Source: Barry Williams / Getty Images News via Getty Images

Murder of JonBenet Ramsey
> When: 1997
> Location: Boulder, Colorado

JonBenet Ramsey was a 6-year-old beauty pageant winner who was found bound, gagged, beaten, and strangled to death in the basement of her home in Boulder a day after Christmas. The case gained national attention. Suspects included Ramsey’s parents, her 9-year-old brother, and a family friend. Ramsey’s parents went on CNN to deny their involvement, but would not be officially cleared until 2008 – two years after JonBenet’s mother died of cancer. No one was ever charged with JonBenet’s death.

Source: 珈琲牛乳 / Wikimedia Commons

Miyazawa family of four was murdered
> When: 2000
> Location: Tokyo, Japan

The Miyazawa family of four was murdered in Setagaya, Tokyo, on Dec. 30, 2000 – a crime that shocked Japan. Their maternal grandmother lived next door and had tried phoning them but the line was disconnected. It was she who found the bodies. The parents and daughter had been stabbed and the son had been strangled, all by an unknown killer. The murderer left clues all over the place. His DNA was found on clothes at the house; he left a murder weapon; he even ate ice cream from the family’s freezer. Nearly 250,000 investigators worked the case and police received about 15,000 tips from the public, but the crime remains unsolved.

One theory is that an acquaintance killed them to steal their money, because they had just received a large government payout.
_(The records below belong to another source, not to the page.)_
PR #2333, opened 2026-09-05
[Fix] Autovulnerable 0 Fix

### LINKED ISSUE #2331: [Bug] Automatic Application of Vulnerable via Stress Causes Vulnerable to become stuck
**Describe the bug**
When a player character gains the vulnerable condition because they've marked all stress through the vulnerable automation:
- the Vulnerable condition stays on their character sheet even when the stress is cleared
- It's impossible to remove it even after clearing stress through right clicking the condition on the top right, when it should already be unlocked

Image

- If you deactivate it, it is impossible to click the vulnerable condition on the status effects context menu, as it does nothing.
Image

- To fix it, you need to delete the effect directly from the effects tab

**Expected behavior**
- If vulnerable automation is on, that instance of vulnerable should be removed when the character is not maxed on stress
- The condition should not become stuck after deactivating it and become impossible to remove via right click on the upper right corner
- Clicking on the status effects menu should interact with this vulnerable condition to activate/deactivate it

**Setup Information:**
 - OS: Windows
 - Browser Chrome

Image

WBHarry:
Fixes #2331 
Fixed so Vulnerable Automation doesn't fail when stress is set to 0. Just a silly falsy fail.

### DIFF
--- a/module/data/actor/creature.mjs
+++ b/module/data/actor/creature.mjs
@@ -53,7 +53,7 @@ export default class DhCreature extends BaseDataActor {
         if (
             automationSettings.vulnerableAutomation &&
             this.parent.type !== 'companion' &&
-            changes.system?.resources?.stress?.value
+            changes.system?.resources?.stress?.value !== undefined
         ) {
             const { name, description, img, autoApplyFlagId } = CONFIG.DH.GENERAL.conditions().vulnerable;
             const autoEffects = this.parent.effects.filter(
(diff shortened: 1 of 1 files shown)


module/data/actor/creature.mjs
```diff
@@ -53,7 +53,7 @@ export default class DhCreature extends BaseDataActor {
         if (
             automationSettings.vulnerableAutomation &&
             this.parent.type !== 'companion' &&
-            changes.system?.resources?.stress?.value
+            changes.system?.resources?.stress?.value !== undefined
```
CarlosFdez:
```suggestion
            typeof changes.system?.resources?.stress?.value === 'number'
```

Does that work as well? I would prefer a explicit check.

WBHarry: Tested, and it works. Changed to it :+1:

Source: Public Domain / Wikimedia Commons

Belgian diamond heist
> When: 2013
> Location: Brussels, Belgium

Eight bold, well-armed, and well-organized thieves disguised as police officers stole millions of dollars worth of diamonds from a Belgian airport in 2013 without firing a shot, in one of the most lucrative heists of all time. The robbers pulled up to a Swiss-bound airplane in the Brussels airport in two cars and grabbed more than 120 packages of diamonds while holding up security with machine guns. They took off through a hole in the security fence. A Wall Street Journal story said it appeared that the thieves had inside help in the heist. A Reuters report said the diamonds were headed to Switzerland from Antwerp, where eight out of every 10 uncut diamonds in the world pass through.

Appraisals of the total worth of the haul varied widely, from an $50 million estimate by the Antwerp Diamond Center to about $467 million, according to the Financial Times.